[Items from a dataset]
•••••
Issue #106, opened 2015-09-28
Circleci failing


ludoch:
Somebody played with circleci tooling on the project.
The first thing this CI system is calling

mvn dependency:resolve

This is leading to this build error:
...
[INFO] ------------------------------------------------------------------------
[INFO] Reactor Summary:
[INFO] 
[INFO] Google App Engine Runtime Parent ................... SUCCESS [  5.924 s]
[INFO] Google App Engine Logging Support .................. SUCCESS [  0.714 s]
[INFO] Google App Engine Image for OpenJDK ................ SUCCESS [  0.080 s]
[INFO] Google App Engine Image Jetty ...................... SUCCESS [  0.007 s]
[INFO] Google App Engine Runtime Support .................. FAILURE [  2.704 s]
[INFO] Compatibility test application ..................... SKIPPED
[INFO] Google App Engine Image for GAEv1 Java Compatibility SKIPPED
[INFO] ------------------------------------------------------------------------
[INFO] BUILD FAILURE
[INFO] ------------------------------------------------------------------------
[INFO] Total time: 11.561 s
[INFO] Finished at: 2015-09-28T10:19:34+00:00
[INFO] Final Memory: 20M/1963M
[INFO] ------------------------------------------------------------------------
[ERROR] Failed to execute goal on project appengine-managed-runtime: Could not resolve dependencies for project com.google.appengine:appengine-managed-runtime:jar:1.9.26-SNAPSHOT: Could not find artifact com.google.appengine:appengine-java-logging:jar:1.9.26-SNAPSHOT in sonatype-google-releases (https://oss.sonatype.org/service/local/repositories/google-releases/content) -> [Help 1]
[ERROR] 
[ERROR] To see the full stack trace of the errors, re-run Maven with the -e switch.
[ERROR] Re-run Maven using the -X switch to enable full debug logging.
[ERROR] 
[ERROR] For more information about the errors and possible solutions, please read the following articles:
[ERROR] [Help 1] http://cwiki.apache.org/confluence/display/MAVEN/DependencyResolutionException
[ERROR] 
[ERROR] After correcting the problems, you can resume the build with the command
[ERROR] mvn <goals> -rf :appengine-managed-runtime

gregw:
The problem is with [Multi-module Build Dependencies]( http://www.alexecollins.com/migrating-to-circleci/), will add a circle.yml to fix.

gregw:
[...]

PR #112, opened 2015-10-13
Untar with --no-same-owner for circleci #106

gregw:
Following advice from circleci


gregw:
[Bio-readouts are all in the green! looks like she's alive!](http://movie-sounds.org/quotes/aliens/Bioreadouts-are-all-in-the-green-Looks-like-shes-alive.mp3)

Issue #117, opened 2015-10-22
How to setup Cloud debugger and java opts passed via env with the OpenJDK8 image?


ludoch:
Soon, the Cloud SDK will generate this dockerfile when you wan to deploy a .jar file (for example, SpringBoot app listening to port 8080):

    FROM gcr.io/google_appengine/openjdk8
    ADD foo.jar /app/
    ENTRYPOINT ["java", "-jar", "/app/foo.jar"]

What is the best way to customize it with ENV variables passed via docker build/run and enabling jvm opts and cloud debugger/profile?

gregw:
@ludoch 

It would be better if it could be:
```
FROM gcr.io/google_appengine/openjdk8
ADD foo.jar /app/
ENTRYPOINT ["/docker-entrypoint.bash"]
CMD ["java","-jar","/app/foo.jar"]
```
As this would allow a docker-entrypoint.bash script similar to the one in gke-jetty to run and add the cdbg, alpn and cprof properties as needed.   It would also allow for docker commands like:
```shell
docker run theImage -verbose
```
to simply add JVM arguments
or commands like
```shell
docker run theImage bash
```
to explore the image.

I will write this entry-point now to better illustrate

PR #118, opened 2015-10-22
Cloud Debugger/Profiler Entry point #117

gregw:
This entry point can run java commands and derived images need only set the CMD.
If this is acceptable, we can look are removing the near duplicate in gke-jetty


gregw:
for #117

ludoch:
Lost track of the changes, but initialy, IIRC, we supported JAVA_OPTS env variable passed to the container (you can define env variables in the app.yaml that needs to be there to configure the app, and they are passed to the container). I think we should also keep it.

gregw:
@ludocj OK, will add JAVA_OPTS now

gregw:
@ludoch JAVA_OPTS support added

ludoch:
LGTM

PR #139, opened 2015-12-18
improve README for gke images

gregw:
Improve the documentation in the README for the GKE images.
This also contains comments and simplifications in the entry point slips.. which detected a bug in that the gke_env.sh script had not been fully updated for the /opt home for cdbg and cprof


ludoch:
Very nice, thanks!

Issue #141, opened 2015-12-21
Please rename folders to prevent confusion


arouzrokh:
gke-debian-openjdk -> openjdk8
gke-jetty-> jetty9

We will keep the version numbers as they are useful. 

README in each image directory should have full description of what versions of JDK or Jetty are included (major and minor version) even though this information can probably be discerned from the dockerfile. 

Thanks.

gregw:
@ludoch I think we need a more thorough review of the naming conventions, specially with the work that I'm currently doing for #140 which adds additional modules and images.

Currently in my branch for #140 I have the modules below and propose the renaming as follows:

Module | Artefact | Comment | New Name?
----------|----------|-------------|-------
gke-debian-openjdk | image | debian/java image suitable for GKE | gke-debian-openjdk8
gke-jetty | image | jetty image suitable for GKE | gke-jetty9
appengine-java-logging | jar | JsonFormatter and LogContext for java.util.logging.   Should be merged into appengine-managed-runtime and thus avoid the "java" in the name? | -
appengine-managed-runtime | jar | Non container specific runtime classes. | managed-runtime
jetty-managed-runtime | jar + zip | Container specific runtime classes. Produces a zip of a $JETTY_BASE directory capable of running compat webapps.  | managed-runtime-jetty9??
gae-jetty-managed-runtime | image | Uses managed-runtime-jetty9 and gke-jetty9 to create compat docker image | gae-managed-runtime-jetty9

This uses the gke- prefix to identify modules that produce images that can be deployed on GKE and gae- for the GAE images.   Other modules just have functional names scoped by the package com.google.apphosting

I'll proceed on this basis in my #140 work, but happy to rename again if there is a better scheme.

gregw:
Another complication is the docker image names themselves.   Currently gke-debian-openjdk produces a docker image of the same name with the label 8-jre, which matches the conventions for the standard docker images.

If we rename this module to gke-debian-openjdk8, then what should the label be?  Just "latest" or perhaps the specific version of openjdk8  eg u51 ?

ludoch:
See a start  of a PR at
https://github.com/GoogleCloudPlatform/appengine-java-vm-runtime/pull/146

ludoch:
gcr,io names are there:
https://cloud.google.com/appengine/docs/managed-vms/custom-runtimes

ludoch:
that would give these local image names

 docker images

[...]

Issue #140, opened 2015-12-20
Async support: create a distro in a tar gz file


ludoch:
We want to support both run and deploy (i.e create good staging content with correct quickstart web.xml) for the latest Jetty 9.3.x async branch.
We will need to create a distro we can make available as a downloadable file in this github project, that also will be (for now) bundled in the next Cloud SDK when possible.

- We want to keep the 2 directories jetty home and jetty base as 2 top level separated directories.
- we want a single main entry that will just generate a correct quickstart web.xml in the web-inf dir of a given web app directory archive.
Today, for this we created the quickstartgenerator.jar that has this main (passing a web directory) and has a deps on all correct *.jar are relative path in the jar manifest path. If there is a better way to either do this jar, or a way with java jar start.jar with correct flags to only generate the quick xml, let's do that and we will modify the staging phase that calls it (See current call at: https://code.google.com/p/googleappengine/source/browse/trunk/java/src/main/com/google/appengine/tools/admin/Application.java lines 717 calling line 1342). The long term plan is to move this code in a new SDK open source project. But for now (january 2016) I'll do the necessary changes in our google code, and bundle the correct distro in a new Cloud SDK deliverable.

We sill want to bundle the old jetty bundle in the Cloud SDK for a short transition period and it will be deleted later in Q1.
(current distro is in 
~/google-cloud-sdk/platform/google_appengine/google/appengine/tools/java/lib/jetty-base-sdk
and
~/google-cloud-sdk/platform/google_appengine/google/appengine/tools/java/lib/java-managed-vm
with the main generator in ~/google-cloud-sdk/platform/google_appengine/google/appengine/tools/java/lib/java-managed-vm/appengine-java-vmruntime/quickstartgenerator.jar

ludoch:
As soon as we have this in place, we will merge the async branch to master and that will be our default target.

gregw:
eta wednesday

gregw:
@ludoch  Sorry for the delay on this.   It is taking me a bit longer that I thought.

There are two issues making this difficult:
 * The jetty-base in the images is generated by running start.jar --add-to-startd from the Dockerfile
 * The jetty-base is built up as an overlay from the one in the image in the gke-jetty image

[...]

PR #147, opened 2016-01-05
Refactor modules for #140 to have a JETTY_BASE in a zip file

gregw:
This is a refactor of the modules for #140 so that there is a maven artefact that contains the entire jetty_base for the compat image.

This is not yet a complete PR as I need some feedback on how to make the jetty base directly usable.  Specifically how/where an app will be added to be deployed.

Some renaming has also been done to move this towards #141, but that is not complete.


gregw:
Closing in favour of newer version based on async with fixes

Issue #136, opened 2015-12-16
logging doesn't work locally


lesv:
In my appengine-web.xml I enable the following lines:

    <system-properties>
      <property name="java.util.logging.config.file" value="WEB-INF/logging.properties"/>
      <property name="log4j.debug" value="true" />
    </system-properties>

I've tried "/WEB-INF/logging.properties", and a full path "/Users/.../target/appengine-staging/WEB-INF/logging.properties".  The /WEB-INF says file not found, but the others work.

On my machine, in [my project](https://github.com/GoogleCloudPlatform/cloud-bigtable-examples/tree/master/java/managed-vm-gae), doing `mvn gcloud:run` I see:

Temporary staging for module default directory left in /Users/lesv/github/cloud-bigtable-examples/java/managed-vm-gae/target/appengine-staging
[INFO] Running python -S /Users/lesv/google-cloud-sdk/platform/google_appengine/dev_appserver.py --skip_sdk_update_check=true -A app /Users/lesv/github/cloud-bigtable-examples/java/managed-vm-gae/target/bigtable-hello-1.0-SNAPSHOT/app.yaml --jvm_flag=-Xbootclasspath/p:/Users/lesv/.m2/repository/org/mortbay/jetty/alpn/alpn-boot/8.1.3.v20150130/alpn-boot-8.1.3.v20150130.jar --runtime=java
[INFO] INFO     2015-12-16 23:50:27,763 application_configuration.py:431] No version specified. Generated version id: 20151216t235027
[INFO] INFO     2015-12-16 23:50:27,764 devappserver2.py:769] Skipping SDK update check.
[INFO] INFO     2015-12-16 23:50:27,818 api_server.py:205] Starting API server at: http://localhost:60036
[INFO] INFO     2015-12-16 23:50:27,827 dispatcher.py:197] Starting module "default" running at: http://localhost:8080
[INFO] INFO     2015-12-16 23:50:27,834 admin_server.py:116] Starting admin server at: http://localhost:8000
**[INFO] 2015-12-16 23:50:28.170:INFO::main: Logging initialized @326ms**
**[INFO] 2015-12-16 23:50:28.362:INFO:oejs.Server:main: jetty-9.2.10.v20150310**
**[INFO] 2015-12-16 23:50:28.376:WARN:oejsh.RequestLogHandler:main: !RequestLog**
[...]

Issue #124, opened 2015-11-10
java-compat from MVM's - what should I set to read logging.properties ??


lesv:
I've tried:
      `<property name="java.util.logging.config.file" value="logging.properties"/>`
and
      `<property name="java.util.logging.config.file" value="WEB_INF/logging.properties"/>`
and
      `<property name="java.util.logging.config.file" value="/app/WEB_INF/logging.properties"/>`

erugeri:
In my appengine-web.xml I have:

```
<system-properties>
	<property name="java.util.logging.config.file" value="WEB-INF/logging.properties"/>
</system-properties>
```

To check if it works, set the content of logging.properties like that:
```
.level=ALL
```

lesv:
I'm seeing file not found (in the log) for all three variations.

gregw:
@lesv 
I've found, fixed and forgotten this bug once already.   I'll refresh my brain and refix shortly.

gregw:
Depending on your environment, PR #148 may have only partially fixed this issue.    The fix in that PR was to prevent the system property from being masked.        

However, there is still an issue with the assumption that the working directory is such that a relative path to WEB-INF/logging.properties will correctly resolve.

A fix to the relative path issue has been merged to async-support branch with #150, as the VmRuntimeWebAppContext now looks for a log directory relative to WEB-INF and converts it to an absolute path.

I will close this issue for now - but if you want the fix back ported to master branch prior to the async-support merge, please reopen.

meltsufin:
We need this fixed to be merged into master. However, it looks like it works with Jetty 9.3.5, just not with higher versions.

PR #148, opened 2016-01-05
Fix logging for #136

gregw:
Backport fix from async-support for #136 and #124 

Update System property handling so that logging config is not masked.
Update JettyRunner to set the system property.


ludoch:
LGTM

ludoch:
Will need this to async branch asap.

gregw:
OK, I will merge with async branch now.

PR #152, opened 2016-01-07
Fixed incorrect log path #140

gregw:
Fixed incorrect log path.

The testwebapp starts within the image now (using the testMetadataServer)


ludoch:
Good catch!

PR #150, opened 2016-01-06
Issue 140 rebased to async-support with fixes

gregw:
This is not ready to merge. Created for feedback for #140 against #141

This adds a jetty9-compat-base module, which produces a jetty base artifact which can be run directly with a command like:
```shell
java \
-Droot.webapp=../webapps/testwebapp/ \
-Dcom.google.apphosting.logs=./logs \
-jar ../jetty-distribution-9.3.5.v20151012/start.jar \
--module=testMetadataServer
```

I still need to add support for compiling quickstart.

PR #157, opened 2016-01-13
updated to jetty-9.3.7.RC1

gregw:
Fix for quickstart issue identified in #150


ludoch:
Before we merge, I would like to do a release to maven of the content of this branch. 
Then I can merge tomorrow.
Or what is the timeline for RCs to be GA?

gregw:
We don't have a formal time between RC and final releases, and often don't do RC's for point releases.  We are waiting for one other unrelated issue, which needs to be fixed today or will be in the next release, so we can probably have a 9.3.7.v201601xx before the end of the week.

ludoch:
I would wait, as we would not push an image based on RC code I think.

gregw:
@ludoch updated for openssl debs, which again changed in non durable store.

gregw:
This PR is perhaps no longer needed as #162 updates to the GA version

Issue #143, opened 2015-12-30
libssl artifact no longer available


gregw:
The master build is currently failing as the libssl1.0.2_1.0.2d-3_amd64.deb is no longer available from 
http://ftp.us.debian.org/debian/pool/main/o/openssl/libssl1.0.2_1.0.2d-3_amd64.deb

A libssl1.0.2_1.0.2e-1_amd64.deb is now available from that location, but we cannot be forced into upgrades like that. We either need to find a durable store for deb, or export one into the maven repo, so it become durable.

joakime:
It seems that the original URL to libssl1.0.2d is for the sid (unstable) tree of Debian.
libssl1.0.2 is not present in in the packaging or indexes for debian stable, debian 8.2, or debian wheezy (those releases are all on libssl1.0.0)

libssl version 1.0.2 is also not present on `archive.debian.org`

libssl1.0.1k is part of jessie(stable) though

The requirement for libssl1.0.2 is actually going to change, frequently, until it enters into the stable trees.

Can you make this requirement multi-stage?

Technique 1:

 1. Get the index from http://ftp.us.debian.org/debian/indices/files/components/arch-amd64.list.gz
 2. Then use the regex `pool\/main\/o\/openssl\/libssl1\.0\.2.*amd64\.deb$` to get the last hit in that index.
 3. That last result is either what you fetch, or a build error?

Technique 2:

 1. Get https://packages.debian.org/sid/amd64/libssl1.0.2/download
 2. Use the link to http://ftp.us.debian.org/ as the "live" version

joakime:
libssl 1.0.2 is also available on `stretch (testing)`

https://packages.debian.org/stretch/libssl1.0.2

joakime:
Link to keep track of all libssl1.0.2 related packages (no matter what suite its found in) - https://packages.debian.org/search?keywords=libssl1.0.2

joakime:
Completed as part of PR #177

PR #177, opened 2016-02-17
Issue #143 - Use (sid) to obtain libssl & openssl

joakime:
- Fix for the constantly changing libssl reference.
  Will temporarily install the (sid) apt repository,
  then install libssl1.0.2 and openssl only,
  removing the sid repository afterwords.

This is a speculative fix, and if you follow the build you'll see that it only adds those dependencies, but it somehow feels dirty to do it this way.

### DIFF
--- a/openjdk8/src/main/docker/Dockerfile
+++ b/openjdk8/src/main/docker/Dockerfile
@@ -35,14 +35,12 @@ ADD sid.list /etc/apt/sources.list.d/
 RUN apt-get -y update \
  && apt-get -y -q --no-install-recommends install \
     libssl1.0.2 \
-    openssl
-
+    openssl \
 # Cleanup sid references
-RUN rm /etc/apt/sources.list.d/sid.list \
- && apt-get -y update
-
+ && rm /etc/apt/sources.list.d/sid.list \
+ && apt-get -y update \
 # Cleanup apt-get temporary files
-RUN apt-get -y -q upgrade \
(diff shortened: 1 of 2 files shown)


joakime:
How do I nudge circleci to build again with no updated commit?  
(The error it got was from a network fetch issue)

```
Failed to fetch http://httpredir.debian.org/debian/dists/jessie-backports/main/binary-amd64/Packages
Hash Sum mismatch
```

ludoch:
There is a rebuild button top right... Let's see what happens when I click
it...

openjdk8/src/main/docker/Dockerfile
```diff
@@ -30,12 +30,19 @@ RUN echo 'deb http://httpredir.debian.org/debian jessie-backports main' > /etc/a
...
+ && apt-get -y -q --no-install-recommends install \
+    libssl1.0.2 \
+    openssl
+
+# Cleanup sid references
+RUN rm /etc/apt/sources.list.d/sid.list \
+ && apt-get -y update
+
+# Cleanup apt-get temporary files
+RUN apt-get -y -q upgrade \
```
ludoch: Could we merge all the runs into a single Docker run step to minimize intermediate layers?

gregw:
mentioning Issue #143 in comment to get cross link to the issue

ludoch:
LGTM

PR #178, opened 2016-02-18
Cleaning up .gitignore

joakime:
Adding / cleaning up the various patterns in your .gitignore to be more useful in the general sense.


ludoch:
LGTM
•••••
Your objective =
Give the number of lines above in which the word "merged" appears, and nothing more.

Exercise output =
3